In our experiment, we used densed representation of those text (comments) and their semanticity together. The advantage of using this approach is the best way for fitting neural networks onto a text data (as in our case), as well as less memory usage compared to other sparse representation approaches.

Train, Validation, Test Splits

Train Data:

The sample data used to fit the model.

Validation Data:

The sample of data used to provide an unbiased evaluation of a model fit on the training dataset while tuning model hyperparameters.

Test Data:

The sample of data used to provide an unbiased evaluation of a final model fit on the training dataset

The test set is generally what is used to evaluate competing models (For example on many Kaggle competitions, the validation set is released initially along with the training set and the actual test set is only released when the competition is about to close, and it is the result of the the model on the Test set that decides the winner).

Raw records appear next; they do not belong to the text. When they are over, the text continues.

PR #2048, opened 2026-03-07
feat: improve error message when reading an unknown type

OussamaSaoudi:
This adds a custom deserializer for schemas that returns a user-friendly error message when unknown types are encountered. This way, users get a proper "Unsupported Delta table type: 'interval second'" error instead of a serde deserialization error.

Ensure that correct types are parsed, and that unsupported types produce a clear error message.


kernel/src/schema/mod.rs
```diff
@@ -1528,54 +1524,61 @@ fn serialize_decimal<S: serde::Serializer>(
...
+                    })?;
+                let scale = parts
+                    .next()
+                    .and_then(|part| part.trim().parse::<u8>().ok())
+                    .ok_or_else(|| {
+                        serde::de::Error::custom(format!("Invalid scale in decimal: {decimal_str}"))
+                    })?;
+                DecimalType::try_new(precision, scale)
+                    .map(PrimitiveType::Decimal)
+                    .map_err(serde::de::Error::custom)
```
dengsh12, line 1582: Wonder if we want to raise error for sth like `decimal(10,2,99)`.

Seems a regex like `decimal\(\d+,\d+\)` will work?

kernel/src/schema/mod.rs
```diff
@@ -2225,6 +2281,100 @@ mod tests {
...
+        );
+        let result: Result<StructField, _> = serde_json::from_str(&data);
+        assert!(result.is_err());
+        let err = result.unwrap_err();
+        assert!(
+            err.to_string().contains(expected_error),
+            "Expected error containing '{expected_error}', got: {err}"
+        );
+    }
+
```
dengsh12, line 2364: Could we add deserilization test for `DataType` (array, struct, map, variant) as well?

kernel/src/snapshot/builder.rs
```diff
@@ -264,4 +264,59 @@ mod tests {
 
         Ok(())
     }
+
+    #[test_log::test(tokio::test)]
+    async fn test_snapshot_with_unsupported_type() -> Result<(), Box<dyn std::error::Error>> {
```
sanujbasu, line 269: since we are manually creating the delta log and create table gives us the ability to inject a bad schema, can we use that call path instead of manual creation?

kernel/src/schema/mod.rs
sanujbasu: seems like an existing gap but worth addressing?

kernel/src/snapshot/builder.rs
OussamaSaoudi: We can't do that because create table takes a `StructType`. That means we need to be able to construct a struct with type `interval second`, which is currently impossible. This seem to be the only approach.

sanujbasu: Ahh makes sense. We custom emulate the unsupported type.

kernel/src/schema/mod.rs
sanujbasu: Addressed

kernel/src/schema/mod.rs
sanujbasu: @OussamaSaoudi  what about variant?

sanujbasu:
Please add the variant type to the test before the merge

kernel/src/schema/mod.rs
OussamaSaoudi: Added variant 👍 

Checked unshredded, and it seems like a parquet-only thing, doesn't make it to the schema.

PR #2050, opened 2026-03-07
feat!: support crc writes

scottsand-db:

This PR adds the `Snapshot::write_checksum` API. This API is able to write a CRC file when: you have a readSnapshot at N, commit a txn at N + 1, and then get the post-commit Snapshot at N + 1. You can then write `N+1.crc`.

New integration tests.

### DIFF
--- a/kernel/src/crc/writer.rs
+++ b/kernel/src/crc/writer.rs
@@ -38,6 +38,7 @@ mod tests {
     use super::*;
     use crate::actions::{DomainMetadata, Protocol, SetTransaction};
     use crate::crc::reader::try_read_crc_file;
+    use crate::crc::FileStatsValidity;
     use crate::engine::default::DefaultEngineBuilder;
     use crate::path::{AsUrl, ParsedLogPath};
     use crate::table_features::TableFeature;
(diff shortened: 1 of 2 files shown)


kernel/tests/crc.rs
```diff
@@ -249,9 +249,25 @@ async fn test_post_commit_crc_chains_only_if_read_snapshot_has_crc(
...
+    table_path: &str,
+    engine: &dyn delta_kernel::Engine,
+) -> Crc {
+    let in_memory = snapshot.get_current_crc_if_loaded_for_testing().unwrap();
+    snapshot.write_checksum(engine).unwrap();
+
+    let fresh = Snapshot::builder_for(table_path).build(engine).unwrap();
+    let from_disk = fresh.get_current_crc_if_loaded_for_testing().unwrap();
+    assert_eq!(in_memory, from_disk);
+    from_disk.clone()
```
Jameson-Crate: is clone necessary here?

kernel/src/crc/writer.rs
```diff
@@ -168,18 +169,15 @@ mod tests {
...
         assert!(result.is_err());
-
-        // Second write with overwrite=true should succeed
-        try_write_crc_file(&engine, crc_path.location.as_url(), &crc, true).unwrap();
     }
 
     #[test]
-    fn test_write_rejects_invalid_file_stats() {
+    fn test_write_rejects_invalid_file_stats_with_checksum_write_unsupported() {
         use crate::crc::FileStatsValidity;
```
DrakeLin: nit: can we do this import at the top of the test module

kernel/tests/crc.rs
scottsand-db: Great question!

`crc_from_disk` borrows from `snasphot_fresh` -- so its lifetime is tied to the lifetime of `snapshot_fresh`, which will be dropped when it goes out of scope. since we want to return the CRC, we need to clone it to own it.

PR #2052, opened 2026-03-08
feat: BinaryPredicate evaluate expression with ArrowViewType.

### LINKED ISSUE #541: Add expression eval support in the default engine for arrow view types

In #533 we added support for converting arrow view types into kernel types. However, our expression evaluator does not currently handle these types.

Support handing view types in expression evaluation in the default engine arrow expression evaluator. These should behave the same as the non-view type equivalents.

Code will go in `arrow_expression.rs`

### Additional context

_No response_

thinh2:

close #541 

Currently, the ArrowSchema of DefaultEngine support ArrowView type (Utf8View, BinaryView, ListView, LargeListView) and conversion of data type between Arrow and kernel's DataType. The conversion is not 1 to 1 mapping, e.g Arrow's Utf8View and Utf8 are both mapped to kernel's `DataType::String`, and `DataType::String` in kernel is mapped to Arrow's `Utf8` only. 

The narrowing conversion from kernel's datatype to Arrow's datatype can cause an isssue in the BinaryPredicate evaluation. For example, the BinaryPredicate evaluate an expression where the left is a column of Utf8, the right is column of Utf8View, this will result in a type mismatch error, or even apanic in the case of In operation. From the kernel's view, this evaluation should be succeeded since both of the left and right column are `DataType::String`.  

This PR narrowed the type in the expression evaluation process by casting, making sure the ArrowView's View type is casted to the corresponding Arrow's type before evaluating the BinaryPredicate.

Unit test was added to verify the BinaryPredicate can handle the case evaluating a (non-ArrowView type, ArrowView type)

### DIFF
--- a/.gitignore
+++ b/.gitignore
@@ -27,4 +27,4 @@ ffi/examples/visit-expression/build
 /kernel/target
 /target
 
-/benchmarks/data/workloads/
+/benchmarks/workloads/
--- a/benchmarks/Cargo.toml
+++ b/benchmarks/Cargo.toml
@@ -14,14 +14,17 @@ arrow = ["arrow-57"]
 arrow-57 = ["delta_kernel/arrow-57"]
 arrow-56 = ["delta_kernel/arrow-56"]
 
+[build-dependencies]
+flate2 = "1.1"
+tar = "0.4"
+ureq = "3.1"
+
 [dependencies]
 delta_kernel = { path = "../kernel", features = ["default-engine-rustls", "internal-api"] }
-flate2 = "1"
 rayon = "1"
 serde = { version = "1", features = ["derive"] }
 serde_json = "1"
 sqlparser = "0.55"
-tar = "0.4"
 url = { version = "2", features = ["serde"] }
 
 [dev-dependencies]
--- a/benchmarks/README.md
+++ b/benchmarks/README.md
@@ -94,10 +94,10 @@ See [By tag (`BENCH_TAGS`)](#by-tag-bench_tags) for details on how tags work. Re
 
 ## Workload data layout
 
-Each table lives in its own subdirectory under `benchmarks/data/workloads/benchmarks/`:
+Each table lives in its own subdirectory under `benchmarks/workloads/benchmarks/`:
 
 ```
-benchmarks/data/workloads/
+benchmarks/workloads/
 ├── benchmarks/
 │   └── <table_name>/
 │       ├── tableInfo.json        # describes the table (name, schema, protocol, etc.)
@@ -109,9 +109,9 @@ benchmarks/data/workloads/
 
 ## Loading workloads
 
-Workloads are loaded from `benchmarks/data/workloads.tar.gz`. On first run the tarball is extracted to `benchmarks/data/workloads/` and a `.done` file is written (to `benchmarks/data/workloads/`) to skip re-extraction on subsequent runs. To pick up changes to the tarball, delete the `.done` file.
+Workloads are downloaded from the DAT GitHub release and extracted to `benchmarks/workloads/` automatically by `build.rs` when the crate is built. A `.done` marker file is written on success to skip re-downloading on subsequent builds. To force a fresh download, delete `benchmarks/workloads/.done`.
 
-Workloads are discovered automatically by path. `load_all_workloads()` scans every subdirectory of `benchmarks/data/workloads/benchmarks/`, loading `tableInfo.json` and every spec file under `specs/`. The spec filename (without extension) becomes the `case_name`.
+Workloads are discovered automatically by path. `load_all_workloads()` scans every subdirectory of `benchmarks/workloads/benchmarks/`, loading `tableInfo.json` and every spec file under `specs/`. The spec filename (without extension) becomes the `case_name`.
 
 ## Adding a new table
 
@@ -121,7 +121,7 @@ To benchmark against a custom Delta table:
    ```bash
    cargo bench -p delta_kernel_benchmarks --bench workload_bench
    ```
-2. Create a directory for the new table under `benchmarks/data/workloads/benchmarks/`:
+2. Create a directory for the new table under `benchmarks/workloads/benchmarks/`:
    ```
    benchmarks/data/workloads/benchmarks/<tableName>/
    ├── tableInfo.json       # see TableInfo section below for required fields
@@ -133,13 +133,6 @@ To benchmark against a custom Delta table:
    ```bash
    cargo bench -p delta_kernel_benchmarks --bench workload_bench "<table_name>"
    ```
-
-If you want to commit this change and add it to the `workloads.tar.gz` archive:
-```bash
-cd benchmarks/data/workloads
-tar -czf ../workloads.tar.gz .
-```
-Then commit the updated archive and delete the `.done` file so it is re-extracted on the next run.
 
 ## Entities
 
@@ -238,5 +231,7 @@ Owns all pre-built state for a workload (e.g. a pre-constructed `Snapshot`) so t
 | `src/models.rs` | Data types: `TableInfo`, `Spec`, `Workload`, `ReadConfig`, `ReadOperation` |
 | `src/predicate_parser.rs` | SQL WHERE clause to kernel `Predicate` parser |
 | `src/runners.rs` | `WorkloadRunner` trait and implementations: `ReadMetadataRunner`, `SnapshotConstructionRunner` |
-| `src/utils.rs` | Workload loading: extracts the tarball and deserializes all workloads |
+| `src/utils.rs` | Workload loading: deserializes workloads from the extracted data directory |
 | `benches/workload_bench.rs` | Criterion entry point — loads workloads, builds runners, drives benchmarks |
+| `build.rs` | Downloads and extracts benchmark workloads from the DAT GitHub release at build time |
+
--- a/benchmarks/build.rs
+++ b/benchmarks/build.rs
@@ -1,0 +1,69 @@
+//! Build script for benchmark workloads
+
+use std::env;
+use std::fs::File;
+use std::io::{BufReader, BufWriter, Read, Write};
+use std::path::{Path, PathBuf};
+
+use flate2::read::GzDecoder;
+use tar::Archive;
+use ureq::{Agent, Proxy};
+
+const VERSION: &str = "0.04-preview"; // release tag
+const WORKLOADS_VERSION: &str = "0.0.4"; // version in filename
+
+fn main() {
+    let manifest_dir = env::var("CARGO_MANIFEST_DIR").expect("CARGO_MANIFEST_DIR not set");
+    let output_dir = PathBuf::from(manifest_dir).join("workloads");
+    let done_marker = output_dir.join(".done");
+
+    println!("cargo::rerun-if-changed={}", done_marker.display());
+
+    if done_marker.exists() {
+        return;
+    }
+
+    let tarball_data = download_workloads();
+    extract_tarball(tarball_data, &output_dir);
+    write_done_file(&done_marker);
+}
+
+fn download_workloads() -> Vec<u8> {
+    let tarball_url = format!(
+        "https://github.com/delta-incubator/dat/releases/download/v{VERSION}/v{WORKLOADS_VERSION}_benchmark_workloads.tar.gz"
+    );
+    download_tarball(&tarball_url)
+}
+
+fn download_tarball(url: &str) -> Vec<u8> {
+    let response = if let Ok(proxy_url) = env::var("HTTPS_PROXY") {
+        let proxy = Proxy::new(&proxy_url).unwrap();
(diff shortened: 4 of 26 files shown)


kernel/src/engine/arrow_expression/evaluate_expression.rs
```diff
@@ -381,6 +355,56 @@ pub fn evaluate_expression(
     }
 }
 
+/// this function is used for evaluate_predicate conversion, currently does not support nested conversion.
+/// it support limited conversion, e.g only convert from ArrayList<Utf8View> to ArrayList<Utf8>
+fn arrow_convert_to_non_view_type(vals: Arc<dyn Array>) -> DeltaResult<Arc<dyn Array>> {
+    match vals.data_type() {
+        ArrowDataType::List(field) => {
```
DrakeLin: can we use a helper for the match arms? Seems repetitive

kernel/src/engine/arrow_expression/tests.rs
```diff
@@ -88,6 +88,204 @@ fn test_bad_right_type_array() {
     );
 }
 
+#[test]
+fn test_in_predicate_with_utf8view_list_column() {
+    use crate::arrow::array::StringViewArray;
```
DrakeLin: put at the test module level

thinh2:
@nicklan @DrakeLin , I did a micro benchmark to compare the performance of conversion from Utf8 to Utf8View and vice versa with different size of array and different string types (short string with length less than 13 bytes and long string with length from 100 to 200 bytes). The key finding is:

## Key Observations

1. **`string_to_view` is consistently faster for long strings** across all sizes, by 2.37x-4.28x.

2. **At large sizes with long strings, the gap widens dramatically** -- at 1M elements, `string_to_view` is 4.28x faster 

Below is the detailed of the benchmark. Note: `string_to_view` convert an array of Arrow Utf8 to an array of Arrow Utf8view, `view_to_string` convert an array of Arrow utf8view to Arrow utf8. The benchmark name short/10000 means that the string is short strings, and there are 10000 element of the array.

# Arrow StringView Conversion Benchmark Results

Utf8 <-> Utf8View cast via `arrow::compute::cast`

### short/10000

| Direction | Time | Throughput |
|-----------|------|------------|
| string_to_view | 120.43 us | 83.04 Melem/s |
| view_to_string | 109.45 us | 91.36 Melem/s |

**`view_to_string` is 1.10x faster**

### long/10000

| Direction | Time | Throughput |
|-----------|------|------------|
| string_to_view | 44.29 us | 225.79 Melem/s |
| view_to_string | 120.06 us | 83.30 Melem/s |

`string_to_view` is **2.71x faster**

### short/100000

| Direction | Time | Throughput |
|-----------|------|------------|
| string_to_view | 1.2026 ms | 83.15 Melem/s |
| view_to_string | 1.2096 ms | 82.67 Melem/s |

**Roughly equal** (within ~1%)

### long/100000

| Direction | Time | Throughput |
|-----------|------|------------|
| string_to_view | 564.56 us | 177.13 Melem/s |
| view_to_string | 1.3360 ms | 74.85 Melem/s |

`string_to_view` is **2.37x faster**

### short/1000000

| Direction | Time | Throughput |
|-----------|------|------------|
| string_to_view | 12.100 ms | 82.64 Melem/s |
| view_to_string | 12.308 ms | 81.25 Melem/s |

**Roughly equal** (within ~2%)

### long/1000000

| Direction | Time | Throughput |
|-----------|------|------------|
| string_to_view | 15.869 ms | 63.02 Melem/s |
| view_to_string | 67.922 ms | 14.72 Melem/s |

`string_to_view` is **4.28x faster**

---

thinh2:
Though the conversion from utf8 to utf8view is faster, we need to keep the conversion from `utf8view` to `utf8`. It is because the IN operation use `fn in_list_utf8` from arrow, and there is no `in_list_utf8_view` supporting the Utf8View type at this moment.

I also added an optimization to avoid data conversion if the left and right's data type are the same for the case of Less, LessThan, GreaterThan and Equal operation.

kernel/src/engine/arrow_expression/evaluate_expression.rs
DrakeLin, line 595: Isn't In already evaluated here, so we don't have to work with In below?

thinh2:
> Can you make sure LargeUtf8 / LargeUtf8View is handled?

Currently there is no `LargeUtf8View` in Arrow. However, there is an issue with `LargeUtf8`. Since `Arrow LargeUtf8` is mapped to `Kernel::String` type similar to `Arrow::Utf8` or `Arrow::Utf8View`, if kernel write a predicate compare a column of `Kernel::String(underlying type is Arrow::LargeUtf8)` with a column of `Kernel::String(underlying type is Arrow::Utf8)`, the type mismatch error is raised in the default engine. 

Thus, in case of Utf8 type mismatch, I cast the Utf8 type (Utf8, LargeUtf8) to Utf8View before evaluating the expression.

The same is issue happened with Arrow::Binary*, I also add cast the (Binary, LargeBinary, FixedSizeBinary) to BinaryView type.

kernel/src/engine/arrow_expression/evaluate_expression.rs
thinh2: thank you, the code below is redundant. I removed it.

kernel/src/engine/arrow_expression/evaluate_expression.rs
```diff
@@ -381,6 +381,106 @@ pub fn evaluate_expression(
...
+            return Err(Error::generic(format!(
+                "cast_list_elements_to_view: expected a list type, got {dt:?}"
+            )))
+        }
+    };
+    Ok(cast(vals, &container)?)
+}
+
+/// Converts a list array so its element type and container type are both non-view.
+//
```
nicklan: You want
```suggestion
///
```

or the doc won't generate properly

kernel/src/engine/arrow_expression/evaluate_expression.rs
```diff
@@ -425,11 +525,16 @@ pub fn evaluate_predicate(
...
                     let left = evaluate_expression(left, batch, None)?;
+                    let left = arrow_convert_to_non_view_type(left)?;
+
                     let right = evaluate_expression(right, batch, None)?;
+                    let right = arrow_convert_to_non_view_type(right)?;
                     if let Some(string_arr) = left.as_string_opt::<i32>() {
                         if let Some(list_arr) = right.as_list_opt::<i32>() {
-                            let result = in_list_utf8(string_arr, list_arr)?;
-                            return Ok(result);
+                            if list_arr.value_type() == ArrowDataType::Utf8 {
```
nicklan, line 535: Are we assuming here that for any string arrays we've converted to `Utf8`? I think this is okay then because if it's _not_ utf8, but we have a string on the left, then the match generated by `prim_array_cmp!` will return a type error as expected.

Let me know if that's not what you were thinking :)

kernel/src/engine/arrow_expression/evaluate_expression.rs
```diff
@@ -381,6 +381,106 @@ pub fn evaluate_expression(
     }
 }
 
+fn cast_list_elements_to_view(
```
nicklan: nit: need docs.

but actually, this function and the next are almost identical. the only difference is the computation of `to_type`.

we can just add a `to_view: bool` parameter, and compute the `to_type` based on that, and eliminate a bunch of duplicated code.

probably call it `cast_list_elements_view` or something like that.

kernel/src/engine/arrow_expression/tests.rs
```diff
@@ -88,6 +91,149 @@ fn test_bad_right_type_array() {
...
+        evaluate_predicate(&in_pred, &batch, false).unwrap(),
+        expected
+    );
+}
+
+#[test]
+#[cfg(not(feature = "arrow-56"))]
+// TODO: this test need arrow-57 to be run successfully. Please remove the cfg after "arrow-56" is deprecated.
+fn test_in_predicate_with_list_view_column() {
+    use crate::arrow::array::ListViewArray;
```
nicklan: move to top

kernel/src/engine/arrow_expression/evaluate_expression.rs
```diff
@@ -381,6 +381,106 @@ pub fn evaluate_expression(
...
+    match vals.data_type() {
+        ArrowDataType::List(field) => cast_list_elements_to_view(&vals, field),
+        ArrowDataType::LargeList(field) => cast_list_elements_to_view(&vals, field),
+        ArrowDataType::ListView(field) => cast_list_elements_to_view(&vals, field),
+        ArrowDataType::LargeListView(field) => cast_list_elements_to_view(&vals, field),
+        ArrowDataType::Utf8 | ArrowDataType::LargeUtf8 => {
+            Ok(cast(&vals, &ArrowDataType::Utf8View)?)
+        }
+        ArrowDataType::Binary | ArrowDataType::LargeBinary | ArrowDataType::FixedSizeBinary(_) => {
+            Ok(cast(&vals, &ArrowDataType::BinaryView)?)
```
nicklan: `FixedSizeBinary` and `BinaryView` are _not_ equivalent. `FixedSizeBinary` includes the length of the items. I think we should just not convert `FixedSizeBinary`, and allow any comparisons to fail if you try to compare against variable length binary.

kernel/src/engine/arrow_expression/evaluate_expression.rs
```diff
@@ -381,6 +381,106 @@ pub fn evaluate_expression(
...
+            return Err(Error::generic(format!(
+                "cast_list_elements_to_non_view: expected a list type, got {dt:?}"
+            )))
+        }
+    };
+    Ok(cast(vals, &container)?)
+}
+
+/// This function convert the ArrowView type to Arrow non-view type. This is used for evaluate_predicate conversion,
+/// currently does not support nested conversion. it support limited conversion, e.g only convert from ArrayList<Utf8View> to ArrayList<Utf8>
```
nicklan: nit:
```suggestion
/// This function converts  ArrowView types to their non-view type equivalents. This is used for evaluate_predicate conversion,
/// currently does not support nested conversion. This only supports limited conversions (see code for exactly which).
```

same below

kernel/src/engine/arrow_expression/tests.rs
```diff
@@ -88,6 +91,149 @@ fn test_bad_right_type_array() {
...
+    Arc::new(GenericStringArray::<i64>::from(vec![None, Some("apple"), Some("hello"), Some("zebra")])) as ArrayRef,
+    DataType::LargeUtf8,
+    Expr::literal("hello"),
+)]
+#[case::binary_view(
+    Arc::new(BinaryViewArray::from(vec![None, Some(b"apple".as_ref()), Some(b"hello"), Some(b"zebra")])) as ArrayRef,
+    DataType::BinaryView,
+    Expr::literal(b"hello".as_ref()),
+)]
+fn test_binary_predicate_with_view_types(
```
nicklan, line 184: nice coverage here. we're missing `DISTINCT` though

kernel/src/engine/arrow_expression/evaluate_expression.rs
```diff
@@ -491,6 +596,15 @@ pub fn evaluate_predicate(
 
             let left = evaluate_expression(left, batch, None)?;
             let right = evaluate_expression(right, batch, None)?;
+
+            let (left, right) = if left.data_type() == right.data_type() {
+                (left, right)
+            } else {
+                (
+                    arrow_convert_to_view_type(left)?,
```
nicklan, line 608: maybe drop a comment that in our testing view types are faster, so we choose to normalize to that if one side is a view and one isn't.

kernel/src/engine/arrow_expression/evaluate_expression.rs
```diff
@@ -425,11 +525,16 @@ pub fn evaluate_predicate(
             let eval_in = || match (left, right) {
                 (Expression::Literal(_), Expression::Column(_)) => {
                     let left = evaluate_expression(left, batch, None)?;
+                    let left = arrow_convert_to_non_view_type(left)?;
```
nicklan, line 529: we go to non-view because `in_list_utf8` doesn't support view types? too bad there's not a view type equivalent.

nicklan (commented):
cool thanks. looks pretty good, but had a few suggestions.

kernel/src/engine/arrow_expression/evaluate_expression.rs
thinh2: yes, currently Arrow's in_list_utf8 does not support view type.

kernel/src/engine/arrow_expression/evaluate_expression.rs
thinh2: yes, the `if list_arr.value_type() == ArrowDataType::Utf8 ` statement checked that the string array of view type is converted to utf8 type before calling the `in_list_utf8`.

Our Experiment Splits Ratio

Split ratio on most of the experimental datasets depends mainly on two (2) things: The number of samples in the data, and the actual model you are training.

It's always good to splits in the raio of (60%:20%:20%) in terms of (Train:Validation:Test) when you have 1 dataset. But thanks to kaggle competition spits of Train dataset and Test dataset. Now, we need to compute only the validation accuracy.

In our experiment, we used the train dataset as our (train and validation data), while the test dataset as our test data. For the Train data, we used used cross validation to split the train data into random train and validation subset. Our model is then iteratively trained and validated on these different sets.

The Train dataset consists of (159571 samples), so when to split it into train and validaton. we have train split (0.8 of train dataset) = 127657 samples, while the validation split(0.2 of Train dataset) = 31914 samples.

Lastly, the test dataset consists of 63930 samples, therefore, we use all the samples as our test split.

METHODS

Word Embedding

Two ways to feed embeddings to neural networks:

Using your own word embeddings by training (keras)
Using pre-trained embedding (e.g Word2vec, FastText, and Glove)

Without pre-trained embedding

NN
CNN
RNN
LSTM
GRU

With pre-trained embedding (with Word2Vec, FastText, Glove)

CNN
RNN
LSTM
GRU

EVALUATION METRICS

The evaluation measures for single-label are usually different than for multi-label. Here in single-label classfication we use simple metrics such as:

Accuracy
Score
Precision
F1 Score or Measure
recall
Reference: https://romisatriawahono.net/lecture/rm/survey/machine%20learning/Zhang%20-%20Multi-Label%20Learning%20Algorithms%20-%202013.pdf

In multi-label classification, a misclassification is no longer a hard wrong or right. A prediction containing a subset of the actual classes should be considered better than a prediction that contains none of them, i.e., predicting two of the three labels correctly this is better than predicting no labels at all.

Therefore, we calculate the precision, a metric for multi-label classification of how many selected items are relevant, and also calculates the recall, a metric for multi-label classification of how many relevant items are selected.

Lastly, we calculate the F-score, the weighted harmonic mean of precision and recall. This is useful for multi-label classification, where input samples can be classified as sets of labels. By only using accuracy (precision) a model would achieve a perfect score by simply assigning every class to every input. In order to avoid this, a metric should penalize incorrect class assignments as well (recall). The F-beta score (ranged from 0.0 to 1.0) computes this, as a weighted mean of the proportion of correct class assignments vs. the proportion of incorrect class assignments. With beta = 1, this is equivalent to a F-measure. With beta < 1, assigning correct classes becomes more important, and with beta > 1 the metric is instead weighted towards penalizing incorrect class assignments.

The approaches mentioned above are still a very good alternative to use transformers (Bert - Roberta - Distilbert), particulary when you have text longer than 512 tokens.